Task brief ▸ Please reproduce the data below exactly, from the first line through the line containing "Issue #174, opened 2022-02-01", and leave every later line out.

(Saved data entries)
----------

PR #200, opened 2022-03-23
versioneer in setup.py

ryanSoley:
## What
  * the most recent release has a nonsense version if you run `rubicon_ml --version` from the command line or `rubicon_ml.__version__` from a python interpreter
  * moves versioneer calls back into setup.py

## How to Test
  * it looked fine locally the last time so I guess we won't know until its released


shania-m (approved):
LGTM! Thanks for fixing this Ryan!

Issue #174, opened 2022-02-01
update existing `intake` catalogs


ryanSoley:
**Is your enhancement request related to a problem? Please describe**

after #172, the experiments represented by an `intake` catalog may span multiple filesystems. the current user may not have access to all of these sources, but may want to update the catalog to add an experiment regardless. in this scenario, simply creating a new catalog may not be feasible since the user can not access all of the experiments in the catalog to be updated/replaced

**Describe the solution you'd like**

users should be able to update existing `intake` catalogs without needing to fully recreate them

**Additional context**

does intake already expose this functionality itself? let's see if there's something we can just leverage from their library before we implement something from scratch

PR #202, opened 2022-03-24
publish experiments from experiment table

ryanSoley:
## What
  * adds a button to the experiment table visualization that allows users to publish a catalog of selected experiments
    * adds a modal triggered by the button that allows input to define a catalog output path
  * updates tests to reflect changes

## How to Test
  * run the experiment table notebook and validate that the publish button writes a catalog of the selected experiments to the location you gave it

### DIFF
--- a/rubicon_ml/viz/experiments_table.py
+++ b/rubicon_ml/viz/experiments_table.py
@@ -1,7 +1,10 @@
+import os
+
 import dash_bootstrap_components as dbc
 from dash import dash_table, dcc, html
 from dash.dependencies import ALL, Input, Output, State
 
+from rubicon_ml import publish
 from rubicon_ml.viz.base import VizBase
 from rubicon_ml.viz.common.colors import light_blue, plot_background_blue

----------

Result below ▸
PR #200, opened 2022-03-23
versioneer in setup.py

ryanSoley:
## What
  * the most recent release has a nonsense version if you run `rubicon_ml --version` from the command line or `rubicon_ml.__version__` from a python interpreter
  * moves versioneer calls back into setup.py

## How to Test
  * it looked fine locally the last time so I guess we won't know until its released


shania-m (approved):
LGTM! Thanks for fixing this Ryan!

Issue #174, opened 2022-02-01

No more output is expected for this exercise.